Authorities in Mexico said Monday they have closed about 80 schools after sulfuric acid leaked from a copper mine in the country’s northwest and contaminated the Sonora River.
“About 5,000 students from around 80 schools will not have classes this week because of a lack of water and in some locations their proximity to the river,” said the director of the Sonora state civil protection agency, Jesus Arias.
On August 6, some 40,000 cubic meters (10.6 million gallons) of sulfuric acid used to dissolve copper from ore for processing leaked out of a holding tank at the Buenavista copper mine, one of the largest in the world.
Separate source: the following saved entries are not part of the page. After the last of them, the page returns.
PR #483, opened 2026-08-01
fix: route deep links through trampoline DeepLinkActivity to active MainActivity

kanazawahere:
### Root Cause
When `MainActivity` is in a warm-start state (running in the background), incoming deep links can trigger the Android system's internal task management with flags like `START_TASK_TO_FRONT`. In certain lifecycle flows, Android brings the task containing `MainActivity` to the front but fails to redeliver the new intent to its `onNewIntent` callback, causing the deep link parameters (e.g. connection ID) to be lost or ignored.

### Solution
We introduce a lightweight trampoline activity `DeepLinkActivity` to capture all deep link intents:
1. `DeepLinkActivity` is declared with `excludeFromRecents="true"`, `taskAffinity=""`, and a translucent theme.
2. It tracks the active `MainActivity` instance using a static `WeakReference` (`MainActivity.getActiveInstance()`).
3. If `MainActivity` is alive and active, `DeepLinkActivity` immediately passes the deep link URI to it via `activeActivity.handleDeepLinkUri(data)`.
4. It then issues a forward Intent to `MainActivity` with explicit flags (`FLAG_ACTIVITY_NEW_TASK or FLAG_ACTIVITY_CLEAR_TOP or FLAG_ACTIVITY_SINGLE_TOP`) to ensure standard intent delivery before finishing itself.


kanazawahere:
Closing — same root cause as #481: this branch was cut from the fork's `main` (which has merged fork-only features upstream doesn't have yet), so the diff carries ~49 unrelated files. Replacing with a clean PR containing only the 3 commits that actually implement this fix, rebased onto `upstream/main`.

PR #486, opened 2026-08-01
Fix deep link profile matching and warm-start support

### LINKED ISSUE #305: Feature: `haven://connect` deep link to launch a connection (optional startup command)

kanazawahere:
This PR resolves two deep link issues:

### (a) Fix profile matching when host/user/port are identical (Fixes #305)
- Adds an `id=` parameter to correctly match profiles even when the host, user, and port are identical.

### (b) Fix deep link warm-start support
- Implements a `DeepLinkActivity` trampoline and a static `WeakReference` callback to `MainActivity` to ensure deep links function correctly when the app is already open (warm-start).
- Verified on a physical Seeker device for both warm-start and cold-start scenarios.

This is a clean pull request containing only the 5 files related to deep link logic, replacing #481 and #483 which were closed due to accidental pollution from the fork's main branch.

### DIFF
--- a/app/src/main/AndroidManifest.xml
+++ b/app/src/main/AndroidManifest.xml
@@ -53,6 +53,17 @@
                 <action android:name="android.intent.action.MAIN" />
                 <category android:name="android.intent.category.LAUNCHER" />
             </intent-filter>
+            <meta-data
+                android:name="android.app.shortcuts"
+                android:resource="@xml/shortcuts" />
+        </activity>
+
+        <activity
+            android:name=".DeepLinkActivity"
+            android:exported="true"
+            android:excludeFromRecents="true"
+            android:taskAffinity=""
+            android:theme="@android:style/Theme.Translucent.NoTitleBar">
             <!-- step-ca renewal notification deep-link: tapping the
                  "cert expiring" notification fires haven://renew-cert/<keyId>
                  which lands here, then the activity hands the keyId off to
@@ -77,9 +88,6 @@
                     android:scheme="haven"
                     android:host="connect" />
             </intent-filter>
-            <meta-data
-                android:name="android.app.shortcuts"
-                android:resource="@xml/shortcuts" />
         </activity>
 
         <activity
--- a/app/src/main/kotlin/sh/haven/app/ConnectDeepLink.kt
+++ b/app/src/main/kotlin/sh/haven/app/ConnectDeepLink.kt
@@ -26,22 +26,26 @@ object ConnectDeepLink {
         val session: String?,
         /** Optional remote command (Tin attach / clean tmux). `command` or `startupCommand` query. */
         val command: String? = null,
+        val id: String? = null,
     )
 
     /**
      * Build [Params] from a query-parameter getter (e.g. `uri::getQueryParameter`).
-     * Returns null when no `host` is present — a connect link without a host
-     * is a no-op rather than an error.
+     * Returns null when no `host` (and no `id`) is present — a connect link without
+     * a host or id is a no-op rather than an error.
      */
     fun parse(query: (String) -> String?): Params? {
-        val host = query("host")?.trim()?.takeIf { it.isNotEmpty() } ?: return null
+        val host = query("host")?.trim()?.takeIf { it.isNotEmpty() }
+        val id = query("id")?.trim()?.takeIf { it.isNotEmpty() }
+        if (host == null && id == null) return null
         return Params(
-            host = host,
+            host = host ?: "",
             username = query("user")?.trim()?.takeIf { it.isNotEmpty() },
             port = query("port")?.trim()?.toIntOrNull(),
             transport = query("transport")?.trim()?.lowercase()?.takeIf { it.isNotEmpty() },
             session = query("session")?.trim()?.takeIf { it.isNotEmpty() },
             command = (query("command") ?: query("startupCommand"))?.trim()?.takeIf { it.isNotEmpty() },
+            id = id,
         )
     }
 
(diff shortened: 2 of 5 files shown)


GlassOnTin (changes requested):
Thanks — the `id=` parameter is the right fix for #305, and I want that part. The tests you added for it are good. One blocking problem in the warm-start half, and a question that might let you delete most of it.

## Blocking: warm start now handles the link twice

`DeepLinkActivity.onCreate` does both of these:

```kotlin
val activeActivity = MainActivity.getActiveInstance()
if (activeActivity != null) {
    activeActivity.handleDeepLinkUri(data)      // delivery 1
}
startActivity(forwardIntent)                    // delivery 2 → onNewIntent
```

When Haven is already open, both fire. `onNewIntent` calls `handleConnectDeepLink`, which reaches `agentUiCommandBus.emit(...)` — so one `haven://connect` tap emits two connect commands.

The existing guard doesn't catch it, and it's worth seeing why:

```kotlin
val params = ConnectDeepLink.parse { data.getQueryParameter(it) } ?: return
intent.data = null      // ← replay guard
```

`handleDeepLinkUri` builds a **fresh** `Intent().apply { data = uri }` and passes that. So `intent.data = null` clears the synthetic intent, which nothing else ever reads, and leaves the real forwarded intent untouched. The guard is intact and simply isn't on the path.

## The question: is the trampoline needed at all?

`MainActivity` is `android:launchMode="singleTask"`. With singleTask, an intent targeting an existing instance is *always* delivered to `onNewIntent` — Android does not recreate it, and no `CLEAR_TOP`/`SINGLE_TOP` flags are required to make that happen. That's the mechanism your `startActivity` is already relying on.

If that's so, then `getActiveInstance()`, the `WeakReference`, `handleDeepLinkUri` and the `onDestroy` teardown can all go, and the fix is:

```kotlin
class DeepLinkActivity : Activity() {
    override fun onCreate(savedInstanceState: Bundle?) {
        super.onCreate(savedInstanceState)
        intent?.data?.let {
            startActivity(Intent(this, MainActivity::class.java).apply {
                action = Intent.ACTION_VIEW
                data = it
                addFlags(Intent.FLAG_ACTIVITY_NEW_TASK)
            })
        }
        finish()
    }
}
```

That removes the double delivery and the static `Activity` reference in one go.

**But you tested on a device and I have only read the code, so I'd rather ask than assert:** what exactly was failing on warm start before? With singleTask and the filters on `MainActivity`, `onNewIntent` should already have fired. If you saw it genuinely not arrive, that's a different bug and I want to know what it was — it's possible the trampoline is load-bearing for a reason I can't see from here, in which case keep it and just drop the manual callback.

## Smaller things

**Empty host when `id` misses.** `parse` sets `host = host ?: ""`, and `matches` returns nothing when the id matches no profile — so `resolve` falls through to `PrefillNewConnection("", ...)` and opens the editor with a blank host. A stale or mistyped id gives the user an empty form rather than anything actionable. Worth either keeping `host` nullable or short-circuiting an unmatched `id` to something clearer.

**The `narrowCandidates` heuristic.** Narrowing duplicate host/user/port matches by substring-matching `session`/`command` against `prof.remoteCommand` is fuzzy in a way that can pick the wrong profile — a session named `a` substring-matches almost any command. Given `id=` now exists as the exact answer to #305, I'd rather drop the heuristic than carry a rule that silently connects to the wrong host. If you want it kept, it needs a test with two profiles whose commands both contain the session string.

CI being green here isn't evidence against any of the above — the double delivery is lifecycle behaviour with no test covering it.

Happy to take this in two pieces if easier: the `id=` parameter and its tests can land on their own straight away.

GlassOnTin:
Landed — your three commits are on `main` as `0ad49be4`, `bb76eb29` and `c864750f` with authorship intact, plus a follow-up of mine (`9eb232c8`).

**Your commit message answered the question I'd asked, and it changed my recommendation.** I'd suggested deleting the direct-call path, on the reasoning that `MainActivity` is `launchMode="singleTask"` so the platform delivers `onNewIntent` by itself. Then I read `bb76eb29`: *"fixing warm start issue on ColorOS"*. That's the answer — you weren't working around the platform, you were working around a ROM. I can't reproduce that, you verified it on a device, and dropping either path would mean trusting the other on a ROM known for not behaving. (For what it's worth, #494 landed this week and turned out to be the same ROM family cutting a socket while leaving the process alive. It has form.)

So both paths stay, and the handler is idempotent instead: a URI seen again within 3 s is ignored. Whichever delivery arrives first wins. That fixes the double-emit without betting on which mechanism works.

**Also changed:** an `id` that matches nothing now falls back to host matching when the link carried a host. `matches` returned early on a non-null id, so a stale bookmark — profile deleted and recreated keeps its host but gets a new id — ignored the host too and opened a New-Connection editor with a blank field.

**On the narrowing heuristic:** I said in review I'd rather drop it. I kept it, because with `id=` absent from any hand-written link it's the only thing that disambiguates two profiles differing solely by tmux session, which is exactly #305's scenario. It needed the test I asked for, so I wrote both halves:

- `session=play` against commands `tmux new -A -s work` / `tmux new -A -s play` → connects to the right one.
- `session=work` against `work` / `workshop` → **prefills instead of guessing**, since connecting to the wrong host is worse than asking.

Verification: mutating the id fallback reds exactly the one test that covers it, so it isn't decorative. `:app` 287 tests green, `core:ssh` 454 green, preflight clean.

**Not verified by me:** the ColorOS warm-start behaviour itself, and the dedupe window against a real double delivery on hardware. If you get a chance to re-test on your device and the link fires once rather than twice, that would close the last gap — and if 3 s turns out to be too short for the two paths on that ROM, say so and I'll widen it.

Thanks for this one. The `id=` parameter is the right shape for #305, and the trampoline is a genuine finding I'd have argued you out of if you hadn't put the reason in the commit message.

GlassOnTin:
Landed on main as 0ad49be4 + bb76eb29 + c864750f, with follow-up 9eb232c8. Closing because the commits are in.

PR #532, opened 2026-08-13
ci: scan pull requests for credentials and injection with ThreatCrush

ralyodio:
Adds a pull-request workflow that scans the diff for hardcoded credentials,
injection, SSRF and unsafe deserialisation. Results go to the Security tab as
SARIF and to a comment on the pull request.

**It is report-only.** `failOn` is empty, so it annotates and never fails a build.
A repository with pre-existing findings should get a report on its first install,
not a blocked pull request — a gate that fires on everything gets switched off
within a day. Tighten it to `critical,high` in the workflow once any backlog is
triaged.

- `.github/workflows/threatcrush-scan.yml` — the workflow
- `.github/scripts/threatcrush-to-sarif.py` — a compatibility shim for CLI versions
  older than native SARIF output; unused once the installed CLI can emit it itself

Permissions are least-privilege (`contents: read`, `pull-requests: write`,
`security-events: write`). It runs on `pull_request`, not `pull_request_target`,
so contributor code never executes with your secrets in scope. The SARIF upload
is `continue-on-error` and degrades quietly where code scanning is unavailable.

Disclosure: I maintain [ThreatCrush](https://github.com/profullstack/threatcrush).
It is free and MIT, and the workflow installs it from npm — nothing here phones
home. If this is not something you want, closing it is the right answer, and I
will not send another.

### DIFF
--- a/.github/scripts/threatcrush-to-sarif.py
+++ b/.github/scripts/threatcrush-to-sarif.py
@@ -1,0 +1,210 @@
+#!/usr/bin/env python3
+"""Convert ThreatCrush terminal output to SARIF 2.1.0.
+
+Compatibility shim for CLI versions older than native ``--format sarif``.
+When the CLI can emit SARIF itself the workflow uses that and never runs this
+file; parsing a human-readable stream is strictly worse and exists only so a
+repository is not left unscanned while waiting for a release.
+
+It **fails closed**. If it cannot recognise the output it exits non-zero and
+dumps what it saw. Emitting empty SARIF instead would report "0 findings",
+which is indistinguishable from a clean scan and is the single most expensive
+thing a security tool can get wrong.
+
+Three details of the format, each of which is load-bearing:
+
+* Severity is bare for ``CRITICAL`` and bracketed for ``[HIGH]``/``[MEDIUM]``/
+  ``[LOW]``. One regex shape misses half the findings.
+* ``File:`` paths are relative to the scan root, not the repository root. Left
+  unprefixed, every finding resolves to nothing in the consumer's view of the
+  repo. Hence ``--path-prefix``.
+* Whole-file findings report line ``:0``. SARIF requires ``startLine >= 1``.
+
+``Code:`` lines are redacted excerpts of the match. They are skipped rather
+than parsed, both because matching them would double-count every finding and
+because a redacted excerpt tells a reader nothing the ``Info:`` line does not.
+"""
+
+from __future__ import annotations
+
+import argparse
+import json
+import re
+import sys
+
+ANSI = re.compile(r"\x1b\[[0-9;]*[A-Za-z]")
+
+# `   CRITICAL  AWS Access Key`  /  `  [HIGH] Sensitive File`
+SEVERITY_LINE = re.compile(r"^\s*(?:\[(CRITICAL|HIGH|MEDIUM|LOW|INFO)\]|(CRITICAL))\s+(.+?)\s*$")
+FILE_LINE = re.compile(r"^\s*File:\s*(.+?):(\d+)\s*$")
+INFO_LINE = re.compile(r"^\s*Info:\s*(.+?)\s*$")
+
+# Proof that a scan ran to completion. Without one of these we are looking at a
+# crash, a help screen, or an unrecognised release — never at a clean result.
+FOOTER = re.compile(r"^\s*(?:\d+\s+issue\(s\)\s+found|.*No security issues found)")
+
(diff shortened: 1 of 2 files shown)


GlassOnTin:
Thanks for the careful write-up — and credit where due: the token handling is exactly right (`pull_request` rather than `pull_request_target`, with the reasoning documented inline), and report-only is the right default for a first install.

Declining all the same, on one structural ground: the workflow executes `npm install -g "@profullstack/threatcrush@latest"` in CI on every pull request. An unpinned, auto-updating third-party executable is a standing supply-chain surface — whoever can publish that package can run code in this repository's CI from that point on, forever, without a further PR. This project hash-pins every native source tarball and git dependency it builds from (13 pins in the ffmpeg stack alone, verified by tampering); CI tooling has to clear the same bar, and `@latest` structurally can't.

Pinning to an exact version + integrity hash would address that specific objection, but I'll be honest about the second-order cost too: a scanner is a recurring trust relationship, not a one-time diff — each version bump is a re-audit of somebody else's tool against the repo's CI. For a repo this size I'd rather keep that surface at zero than manage it.

Appreciate the interest in the project's security posture — genuinely. If ThreatCrush finds something in the *current* codebase worth reporting, an issue with the finding would be very welcome, and gets acted on faster than a workflow would have surfaced it.

ralyodio:
This is a fair decline and I'm not going to argue it — but the specific defect you named was real, and I'd rather close the loop than let it sit.

You were right about `@latest`, and you weren't the only one to catch it: SonarCloud failed a quality gate on the same line in another repository (`githubactions:S8543`), and CodeRabbit independently scored a third one "Moderate" for handing an unpinned scanner a write-scoped job. Three reviewers, same finding, none of them me. Your framing was the sharpest of the three — a standing grant to whoever can publish the package, with no further PR required — and the ffmpeg-stack comparison is the part that actually landed: it isn't reasonable to ask a project to hold CI tooling to a lower bar than the tarballs it builds from.

Fixed, for whatever it's worth now: the install is pinned to an exact version and runs with `--ignore-scripts`, and checkout runs with `persist-credentials: false`. I pushed that to all 24 requests still open elsewhere rather than only the ones people had objected to.

On the second-order point — that a scanner is a recurring trust relationship and each bump is a re-audit — I don't have a rebuttal, because you're right and pinning doesn't fix it. It converts an unbounded grant into a recurring cost, and "I'd rather keep that surface at zero" is a coherent answer to a recurring cost. That's a reasonable place to land for a project this size.

Thanks for the offer on findings. I won't take you up on it speculatively — a large share of what this reports on a first pass is false positives, and an issue full of unverified findings is worse than no issue. If I ever have something in Haven I've confirmed by hand, I'll send that and nothing else.

No further requests from me here, as promised in the original.

GlassOnTin:
That's about the best possible outcome for a declined PR — the fix pushed to two dozen other repos is worth more than a merge here would have been. And the hand-verified-findings-only standard is exactly right; that offer stays open indefinitely. Thanks for engaging with the reasoning instead of the outcome.

ralyodio:
Closing the loop on one specific thing, and then I'll leave this alone — I said no further requests here and I mean it, so to be explicit up front: **this is not a re-ask, and I'm not asking you to reconsider.**

You wrote that pinning to *"an exact version + integrity hash"* would address the structural objection. The exact version shipped at the time. The integrity hash didn't — I only did half of what you named, which I didn't notice until I went back through this thread.

It's done now. The workflow no longer installs on the registry's word: it downloads the pinned tarball, hashes it, compares the SHA-512 against a value committed in the workflow file, and refuses to install on a mismatch. Verified `npm pack` reproduces the published tarball byte-for-byte, so the comparison is against the registry's own `dist.integrity` rather than a repack of it, and a wrong hash exits non-zero without installing. A mismatch isn't retried, unlike a download failure — a network blip and a registry serving bytes nobody signed off on are different events, and retrying the second just asks again until it succeeds.

**None of that changes your actual reason for declining**, and I want to be straight about that rather than let a fix for the first objection look like an answer to the second. You said a scanner is a recurring trust relationship, each bump is a re-audit, and you'd rather keep that surface at zero than manage it. The hash doesn't touch that — it closes the window on *one* version's bytes, and every bump reopens the same question. I agreed with you then and I still do. It also only covers the CLI tarball, not its dependency tree; `--ignore-scripts` limits what that tree can do at install time, but "limits" isn't "eliminates."

So: your review made the tool better twice over, and the second time you weren't even here for it. The ffmpeg-stack comparison — that CI tooling has to clear the same bar as the tarballs you build from — is now written into the pack's own documentation as the reason the input exists.

The hand-verified-findings-only standard still holds on my side. Thanks again.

The chemical turned a 60-kilometer (40-mile) stretch of the Sonora River orange, causing authorities to shut off the municipal water supply to 20,000 people in seven towns.
The mine has poured tons of lime into the river to neutralize the acidity, but experts warn the water supply still poses a health risk because sulfuric acid releases heavy metals from the surrounding environment.
Potential risks for the local population include cancer, genetic deformities and developmental problems in children.
The government and the mine, which is owned by Latin American mining giant Grupo Mexico, say they have distributed four million liters of water to most of the affected communities.
The mine produces 200,000 tonnes of copper a year, and is seeking to increase annual output to 510,000 tonnes by 2016 with a $3.2 billion investment.
Prosecutors have said it could face a $224,000 fine for the leak.